— YOUR GOAL —
Below are records; copy every line among them that contains the word "react".

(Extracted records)
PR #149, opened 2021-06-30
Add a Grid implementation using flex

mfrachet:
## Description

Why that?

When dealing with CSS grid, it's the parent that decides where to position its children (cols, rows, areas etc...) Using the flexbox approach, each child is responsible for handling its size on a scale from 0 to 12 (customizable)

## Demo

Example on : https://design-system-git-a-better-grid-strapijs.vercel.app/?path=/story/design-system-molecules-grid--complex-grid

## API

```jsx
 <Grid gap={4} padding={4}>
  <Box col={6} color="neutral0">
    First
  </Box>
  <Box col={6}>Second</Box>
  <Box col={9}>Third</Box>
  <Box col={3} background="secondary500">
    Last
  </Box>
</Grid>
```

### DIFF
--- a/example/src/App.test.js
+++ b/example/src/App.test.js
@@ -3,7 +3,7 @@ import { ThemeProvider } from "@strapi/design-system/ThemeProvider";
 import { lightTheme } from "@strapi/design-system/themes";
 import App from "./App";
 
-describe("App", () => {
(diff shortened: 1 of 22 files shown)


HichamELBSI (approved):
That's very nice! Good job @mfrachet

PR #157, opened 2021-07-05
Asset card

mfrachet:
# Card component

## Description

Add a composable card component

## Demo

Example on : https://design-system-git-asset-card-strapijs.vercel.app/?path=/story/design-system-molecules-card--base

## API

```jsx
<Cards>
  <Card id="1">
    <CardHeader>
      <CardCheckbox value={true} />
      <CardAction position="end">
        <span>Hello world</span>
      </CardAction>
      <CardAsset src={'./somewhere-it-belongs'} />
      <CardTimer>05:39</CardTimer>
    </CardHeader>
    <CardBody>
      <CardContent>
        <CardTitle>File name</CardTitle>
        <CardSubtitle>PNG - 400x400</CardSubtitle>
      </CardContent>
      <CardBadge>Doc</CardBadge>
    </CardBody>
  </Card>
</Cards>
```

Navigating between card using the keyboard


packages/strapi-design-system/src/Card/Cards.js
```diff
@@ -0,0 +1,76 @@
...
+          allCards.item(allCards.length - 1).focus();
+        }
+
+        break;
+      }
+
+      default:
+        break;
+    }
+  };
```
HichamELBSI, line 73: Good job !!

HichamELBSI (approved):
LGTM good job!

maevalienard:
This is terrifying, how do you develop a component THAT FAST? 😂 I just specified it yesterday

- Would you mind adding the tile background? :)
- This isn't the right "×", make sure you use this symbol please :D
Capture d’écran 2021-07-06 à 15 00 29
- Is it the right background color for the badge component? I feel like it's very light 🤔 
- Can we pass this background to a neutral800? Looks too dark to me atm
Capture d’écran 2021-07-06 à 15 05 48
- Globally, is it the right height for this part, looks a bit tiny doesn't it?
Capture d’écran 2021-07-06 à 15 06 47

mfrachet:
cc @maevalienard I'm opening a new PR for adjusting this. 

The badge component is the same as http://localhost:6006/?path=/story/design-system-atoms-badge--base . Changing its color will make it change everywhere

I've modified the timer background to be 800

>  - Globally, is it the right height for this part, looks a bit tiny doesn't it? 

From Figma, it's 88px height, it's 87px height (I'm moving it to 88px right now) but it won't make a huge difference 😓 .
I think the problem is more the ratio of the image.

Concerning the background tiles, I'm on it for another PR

--

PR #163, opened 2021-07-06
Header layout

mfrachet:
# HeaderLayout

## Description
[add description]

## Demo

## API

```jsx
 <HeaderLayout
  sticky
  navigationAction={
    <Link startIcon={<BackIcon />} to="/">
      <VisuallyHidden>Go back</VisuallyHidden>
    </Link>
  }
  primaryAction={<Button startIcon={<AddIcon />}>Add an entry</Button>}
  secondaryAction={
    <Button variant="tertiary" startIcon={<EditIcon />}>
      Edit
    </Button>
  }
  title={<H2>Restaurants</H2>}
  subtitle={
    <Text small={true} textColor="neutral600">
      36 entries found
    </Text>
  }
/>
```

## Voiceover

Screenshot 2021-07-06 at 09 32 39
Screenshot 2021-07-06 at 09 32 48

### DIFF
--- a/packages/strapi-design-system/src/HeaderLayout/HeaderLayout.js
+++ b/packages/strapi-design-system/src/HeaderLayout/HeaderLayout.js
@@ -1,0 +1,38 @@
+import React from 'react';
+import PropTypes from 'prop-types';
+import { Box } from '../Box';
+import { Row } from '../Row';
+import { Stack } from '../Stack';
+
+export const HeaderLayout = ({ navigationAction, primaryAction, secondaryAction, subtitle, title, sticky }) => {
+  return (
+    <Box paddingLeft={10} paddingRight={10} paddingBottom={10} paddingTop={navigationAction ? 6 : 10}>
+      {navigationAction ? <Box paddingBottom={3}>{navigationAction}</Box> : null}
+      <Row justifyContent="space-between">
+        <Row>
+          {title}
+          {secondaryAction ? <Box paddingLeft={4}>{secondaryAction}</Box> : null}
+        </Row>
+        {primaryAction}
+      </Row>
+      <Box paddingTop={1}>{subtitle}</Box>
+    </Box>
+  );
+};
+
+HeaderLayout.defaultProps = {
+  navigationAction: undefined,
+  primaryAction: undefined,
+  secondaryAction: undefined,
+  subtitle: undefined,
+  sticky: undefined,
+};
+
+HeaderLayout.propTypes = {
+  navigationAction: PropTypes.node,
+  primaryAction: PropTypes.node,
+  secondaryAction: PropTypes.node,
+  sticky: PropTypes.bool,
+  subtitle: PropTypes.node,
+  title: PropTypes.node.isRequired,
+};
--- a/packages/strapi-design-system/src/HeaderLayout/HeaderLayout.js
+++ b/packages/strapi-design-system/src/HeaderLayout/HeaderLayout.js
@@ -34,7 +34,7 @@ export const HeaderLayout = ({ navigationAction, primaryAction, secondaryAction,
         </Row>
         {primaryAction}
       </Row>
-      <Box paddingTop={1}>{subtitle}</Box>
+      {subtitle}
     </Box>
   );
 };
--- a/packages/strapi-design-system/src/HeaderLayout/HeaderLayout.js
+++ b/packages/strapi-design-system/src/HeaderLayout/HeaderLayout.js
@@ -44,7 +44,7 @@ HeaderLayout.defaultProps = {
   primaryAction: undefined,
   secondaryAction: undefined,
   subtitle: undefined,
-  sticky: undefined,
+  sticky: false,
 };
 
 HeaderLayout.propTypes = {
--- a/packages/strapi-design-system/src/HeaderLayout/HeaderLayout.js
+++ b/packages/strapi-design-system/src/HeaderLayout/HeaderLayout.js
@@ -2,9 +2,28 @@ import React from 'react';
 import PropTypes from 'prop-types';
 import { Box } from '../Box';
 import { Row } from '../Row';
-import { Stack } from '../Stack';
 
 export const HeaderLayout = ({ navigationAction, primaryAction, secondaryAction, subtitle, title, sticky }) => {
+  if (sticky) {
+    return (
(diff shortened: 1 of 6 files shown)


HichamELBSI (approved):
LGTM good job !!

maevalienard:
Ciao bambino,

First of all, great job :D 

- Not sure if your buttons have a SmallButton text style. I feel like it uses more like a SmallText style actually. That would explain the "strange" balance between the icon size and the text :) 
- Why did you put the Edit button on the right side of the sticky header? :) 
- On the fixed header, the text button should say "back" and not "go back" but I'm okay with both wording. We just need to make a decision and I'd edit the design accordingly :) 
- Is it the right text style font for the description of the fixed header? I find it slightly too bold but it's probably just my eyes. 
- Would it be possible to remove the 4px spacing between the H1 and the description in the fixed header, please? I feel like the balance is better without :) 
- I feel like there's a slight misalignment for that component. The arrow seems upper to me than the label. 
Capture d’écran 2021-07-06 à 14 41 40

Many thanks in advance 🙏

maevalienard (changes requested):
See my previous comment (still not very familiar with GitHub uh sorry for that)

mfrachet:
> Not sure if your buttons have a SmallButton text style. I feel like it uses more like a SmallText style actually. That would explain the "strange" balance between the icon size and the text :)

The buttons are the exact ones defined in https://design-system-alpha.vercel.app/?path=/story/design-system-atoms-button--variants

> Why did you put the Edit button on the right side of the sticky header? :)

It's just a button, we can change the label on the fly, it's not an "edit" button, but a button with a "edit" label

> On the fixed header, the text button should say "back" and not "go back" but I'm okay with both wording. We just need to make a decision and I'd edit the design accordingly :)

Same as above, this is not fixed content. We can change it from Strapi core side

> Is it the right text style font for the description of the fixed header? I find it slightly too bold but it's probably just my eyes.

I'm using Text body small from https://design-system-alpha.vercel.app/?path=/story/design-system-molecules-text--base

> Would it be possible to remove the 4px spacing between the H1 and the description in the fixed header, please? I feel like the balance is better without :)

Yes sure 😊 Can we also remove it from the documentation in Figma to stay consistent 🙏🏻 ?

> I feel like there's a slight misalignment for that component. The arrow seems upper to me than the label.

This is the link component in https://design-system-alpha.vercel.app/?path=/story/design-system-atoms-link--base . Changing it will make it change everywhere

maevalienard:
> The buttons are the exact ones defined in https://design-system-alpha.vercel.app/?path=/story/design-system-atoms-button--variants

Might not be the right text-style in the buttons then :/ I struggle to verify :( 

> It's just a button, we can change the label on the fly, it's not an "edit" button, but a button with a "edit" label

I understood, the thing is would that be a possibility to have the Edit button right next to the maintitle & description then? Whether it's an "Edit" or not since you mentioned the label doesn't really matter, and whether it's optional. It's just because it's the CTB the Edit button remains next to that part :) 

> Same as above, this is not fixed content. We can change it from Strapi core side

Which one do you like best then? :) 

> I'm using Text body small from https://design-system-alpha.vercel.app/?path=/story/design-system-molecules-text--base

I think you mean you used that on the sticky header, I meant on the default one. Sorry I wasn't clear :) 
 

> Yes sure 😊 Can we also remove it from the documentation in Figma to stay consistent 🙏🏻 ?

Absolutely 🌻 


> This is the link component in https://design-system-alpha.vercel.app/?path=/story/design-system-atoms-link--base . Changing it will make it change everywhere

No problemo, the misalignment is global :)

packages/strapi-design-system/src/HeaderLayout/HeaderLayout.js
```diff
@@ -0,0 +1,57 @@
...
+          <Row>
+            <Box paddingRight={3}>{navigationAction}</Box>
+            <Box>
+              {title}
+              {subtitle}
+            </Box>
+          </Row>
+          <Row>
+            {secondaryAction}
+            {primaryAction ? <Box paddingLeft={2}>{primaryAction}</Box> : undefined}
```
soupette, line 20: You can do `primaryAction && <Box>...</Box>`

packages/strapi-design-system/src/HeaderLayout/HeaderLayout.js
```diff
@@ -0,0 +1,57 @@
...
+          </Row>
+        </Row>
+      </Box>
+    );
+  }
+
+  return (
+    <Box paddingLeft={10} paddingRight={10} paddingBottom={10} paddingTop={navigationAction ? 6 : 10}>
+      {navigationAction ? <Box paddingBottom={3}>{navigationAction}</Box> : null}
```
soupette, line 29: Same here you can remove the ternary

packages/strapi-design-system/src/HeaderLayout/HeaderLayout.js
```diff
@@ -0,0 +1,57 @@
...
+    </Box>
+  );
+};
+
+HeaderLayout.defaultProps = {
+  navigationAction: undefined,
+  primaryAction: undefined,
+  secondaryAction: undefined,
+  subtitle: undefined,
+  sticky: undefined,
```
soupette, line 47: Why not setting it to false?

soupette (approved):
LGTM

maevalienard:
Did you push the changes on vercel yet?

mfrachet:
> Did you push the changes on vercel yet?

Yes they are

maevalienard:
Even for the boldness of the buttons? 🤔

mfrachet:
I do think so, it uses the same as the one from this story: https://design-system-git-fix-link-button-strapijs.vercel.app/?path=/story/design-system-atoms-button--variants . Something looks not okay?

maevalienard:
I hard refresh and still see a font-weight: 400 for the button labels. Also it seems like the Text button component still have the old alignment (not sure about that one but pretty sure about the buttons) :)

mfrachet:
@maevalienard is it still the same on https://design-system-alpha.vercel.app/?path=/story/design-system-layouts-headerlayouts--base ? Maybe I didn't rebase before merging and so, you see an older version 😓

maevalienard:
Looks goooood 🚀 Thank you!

— RESPONSE —
+import React from 'react';
@@ -2,9 +2,28 @@ import React from 'react';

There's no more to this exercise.